Rewatching LA JETEE (1963) I found I appreciated the wistful, romantic mood better than I did the first time as a post WW III government forces the protagonist to test an experimental time-travel method. He finds himself drawn to a woman he saw years ago at the Orly Airport, falls in love, but runs up against a last-minute twist which still seems to be me too Twilight Zone. “To wake up in another time is to be born again as an adult.”
That French short inspired 12 MONKEYS (1995) in which the apocalypse is a 1997 pandemic. A few decades later, the technocratic government of what remains of humanity sends Bruce Willis into the past in the hopes of recovering a sample fo the original bioweapon used by the “Army of the 12 Monkeys”—not to change history but so that the scientists can develop a vaccine.
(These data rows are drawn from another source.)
PR #16894, opened 2023-05-24
Refs #34593 -- Commented that the extra count is necessary in ChangeList.get_results().

shangxiao:
Ref: https://github.com/django/django/pull/16891#discussion_r1202715868

### DIFF
--- a/django/contrib/admin/views/main.py
+++ b/django/contrib/admin/views/main.py
@@ -312,6 +312,9 @@ class ChangeList:
         result_count = paginator.count
 
         # Get the total number of objects, with no admin filters applied.
+        # Note this isn't necessarily the same as result_count in the case of
+        # no filtering. Filters defined in list_filters may still apply some
+        # default filtering which may be removed with query parameters.
         if self.model_admin.show_full_result_count:
             full_result_count = self.root_queryset.count()
         else:


django/contrib/admin/views/main.py
```diff
@@ -312,6 +312,9 @@ def get_results(self, request):
         result_count = paginator.count
 
         # Get the total number of objects, with no admin filters applied.
+        # Note this isn't necessarily the same as result_count in the case of
+        # no filtering. Filters defined in list_filters may still apply some
+        # default filtering which may be removed with query parameters.
```
nessita, line 317: Do you think future readers could benefit from an explicit: "The apparent query duplication when counting results can not be simplified since...."?

nessita (commented):
Thanks!

django/contrib/admin/views/main.py
shangxiao: Not really I feel this is clear & concise explanation that they're not (necessarily) equal without elaboration, which is how comments should be imho 😋

nessita: Fair enough, thanks!

nessita (approved):
LGTM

This Terry Gilliam film is interesting, but I can’t say it’s enjoyable: Bruce Willis is a good actor, but Willis playing crazy for 90 minutes of the film just isn’t entertaining. Another problem is that instead of the gentle romance of the original, this has Willis kidnap psychiatrist Madeleine Stowe, who then falls madly in love with him—something that seems more Stockholm Syndrome than romantic. With Christopher Plummer and David Morse as virologists and Brad Pitt as another loonie; some version of this will appear on SyFy as a TV series (next year, I believe). “Science isn’t an exact science with these clowns.”
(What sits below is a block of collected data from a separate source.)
PR #16896, opened 2023-05-25
Reorganized tutorial's part 4 to better understand changes needed in URLConf.

nessita:
This work follows comments from PR #16822 and tries to ease the reader's flow and the understanding of the required changes across views and urls modules.

### DIFF
--- a/docs/intro/tutorial04.txt
+++ b/docs/intro/tutorial04.txt
@@ -215,8 +215,12 @@ the database according to a parameter passed in the URL, loading a template and
 returning the rendered template. Because this is so common, Django provides a
 shortcut, called the "generic views" system.
 
-Generic views abstract common patterns to the point where you don't even need
-to write Python code to write an app.
+Generic views abstract common patterns to the point where you don't even need to
+write Python code to write an app. For example, the
+:class:`~django.views.generic.list.ListView` and
+:class:`~django.views.generic.detail.DetailView` generic views
+abstract the concepts of "display a list of objects" and
+"display a detail page for a particular type of object" respectively.
 
 Let's convert our poll app to use the generic views system, so we can delete a
 bunch of our own code. We'll have to take a few steps to make the conversion.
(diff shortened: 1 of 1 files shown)


nessita:
@kezabelle Would you mind reviewing? Thanks!

shangxiao:
I remember that PR 🙂

When I read that you wanted to swap the order around I thought "great idea!" but assumed you meant swap the entire sections so that the updates to the URL conf were going come last. 🤔

docs/intro/tutorial04.txt
```diff
@@ -303,19 +312,8 @@ views and use Django's generic views instead. To do so, open the
     def vote(request, question_id):
         ...  # same as above, no changes needed.
 
-We're using two generic views here:
```
fhightower, line 306: I appreciate that the content on this line was moved earlier in this document as I think it helps readability. Do you think it would be worthwhile to remind the reader of what each template does here too?

I can see such a reminder being helpful for readers who jump back to this specific section without reading any previous material. I know some people (myself included) will jump back to a specific section of a tutorial when they need to be reminded of how to accomplish some task in a new framework - in these cases, I think it would be helpful to have explanations of the generic views we are using in the examples (`ListView` and `DetailView`) near the examples themselves.

fhightower (commented):
Thanks for creating this PR and I apologize for being so slow to follow up after creating my [original PR](https://github.com/django/django/pull/16822).

FWIW, I think this change is helpful - especially because it clarifies why we change `<question_id>` to `<pk>` without modifying any of the example code bocks.

I've shared one comment below for your consideration. Thanks!

docs/intro/tutorial04.txt
nessita: Thank you for the review and comment.

I have made some changes towards your request, though I haven't made explicit mention of the views' goals to avoid duplication, since the same section that holds this code has the views' descriptions (the section is "Use generic views: Less code is better").

I extended the paragraph right after the code with some extra details. Then, the following paragraph mentions the views again, *and* it provides links to their definition. So I would think that's a good compromise? After my latest push, this piece of docs looks like this:

image

What do you think?

fhightower: Thanks for the update!

That's very reasonable and LGTM.

nessita: Thanks! Merging then.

IL MARE (2000) is a Korean time-travel fantasy in which two young people discover that despite living two years apart, the mailbox at their mutual waterfront home manages to transmit letters back and forth (an interesting example of how logic works in time travel films). Very charming, even though the ending, as I mentioned this week, doesn’t make sense. “The fact that I cannot be close to you even now must mean we are not meant to be.”
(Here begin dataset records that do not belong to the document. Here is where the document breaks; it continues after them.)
PR #16900, opened 2023-05-26
 Fixed #30355 -- Doc'd interaction between custom managers and prefetch_related().

Akash-Kumar-Sen:
[ticket #30355](https://code.djangoproject.com/ticket/30355)

### DIFF
--- a/docs/topics/db/queries.txt
+++ b/docs/topics/db/queries.txt
@@ -1790,6 +1790,18 @@ methods::
 
     b.entry_set(manager="entries").is_published()
 
+.. admonition:: Interaction with prefetching
+
+    When calling :meth:`~django.db.models.query.QuerySet.prefetch_related` with
+    a reverse relation, the default manager will be used. If you want to
+    prefetch related objects using a custom reverse manager, use
+    :class:`Prefetch() <django.db.models.Prefetch>`. For example::
+
+        from django.db.models import Prefetch
+
+        prefetch_manager = Prefetch("entry_set", queryset=Entry.entries.all())
+        Blog.objects.prefetch_related(prefetch_manager)
+
 Additional methods to handle related objects
 ~~~~~~~~~~~~~~~~~~~~~~~~~~~~~~~~~~~~~~~~~~~~
 


nessita:
Thank you @Akash-Kumar-Sen for this work. I have squashed commits, tweaked the text a little bit and changed the display to be an admonition:

image

I'll leave this PR here for a few days to see if other reviewers prefer other wording, otherwise I'll land before the week ends.

smithdc1:
Thank you @Akash-Kumar-Sen for picking this up and pushing it forward. 👍

I'm slightly nervous this sounds like we're just documenting a bug / limitation of Django, but I'm fairly sure this isn't the case. I'm left with more questions than answers. 

Could we add a little more to explain either why this is the correct behaviour or what the other means are to work around this are? (comments on ticket indicate there are, but it's not clear to me what that could be). 

Is it possible to write something like? 

> Using `prefetch_related` uses the default manager because ... therefore use ... instead.

felixxm:
> I'm slightly nervous this sounds like we're just documenting a bug / limitation of Django, but I'm fairly sure this isn't the case. I'm left with more questions than answers.

I have the same feelings. The current behavior is what it is. I wouldn't document it as unexpected, maybe:
```
``QuerySet.prefetch_related()`` on a reverse relation always uses the default manager not a custom one.  ...
```

Akash-Kumar-Sen:
@smithdc1  The possible explanation here is that `queryset` generated with prefetch does not modify the `queryset` or make a DB query when we are fetching the reviews, this is the sole purpose of prefetch, so if we try to use a custom manager with prefetch that will violate the purpose of using prefetch, hitting 1 extra query every time we try to fetch the reviews.
I will update the docs with this explanation for better understanding along with the alternative way using `from django.db.models import Prefetch`.

Attaching the testcase for better understanding: https://github.com/Akash-Kumar-Sen/django/blob/ticket_30355_3/tests/dummy_tests/tests.py

docs/topics/db/queries.txt
```diff
@@ -1790,6 +1790,14 @@ methods::
 
     b.entry_set(manager="entries").is_published()
 
+.. admonition:: Interaction with prefetching
+
+   :meth:`~django.db.models.query.QuerySet.prefetch_related` on a reverse
+   relation always uses the default manager. Therefore, using a custom manager
+   in conjunction with  
+   :meth:`~django.db.models.query.QuerySet.prefetch_related`
+   will not produce expected results.
```
felixxm, line 1799: We should document an alternative instead of documenting this as a bug, e.g.
```
Use :class:`Prefetch() <django.db.models.Prefetch>`, if you want to prefetch
related objects using a custom reverse manager. For example::

    from django.db.models import Prefetch

    prefetch_manager = Prefetch("entry_set", queryset=Entry.entries.all())
    Blog.objects.prefetch_related(prefetch_manager)
```

felixxm: ... so I'd remove _"Therefore, using a custom manager ... will not produce expected results."_ and add something similar to the :point_up:

felixxm:
@Akash-Kumar-Sen Thanks :+1: I pushed small formatting edits.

Despite being the same length, THE LAKE HOUSE (2006) squeezes in considerably more subplot, such as Keanu Reaves’ awkward relationship with his genius father (Christopher Plummer again) and Sandra Bullock’s fear of commitment (which we’re told explains her interest in Reaves rather than here-and-now boyfriend Dylan Walsh). The time-travel plot diverges from the original quite a bit: while both films have a tragic fate for the male lead (at least in one timeline), this has it happen at the start; there’s also a prolonged romantic encounter thanks to Reaves contriving to meet Bullock before (from her perspective) they’ve begun their correspondence). On the whole, I don’t think the changes add much (I’d definitely have dropped the meeting) and more generally the young lovers of the Korean original just seem to fit the tone better than the two fortysomethings here. “Did you eat a clown this morning?”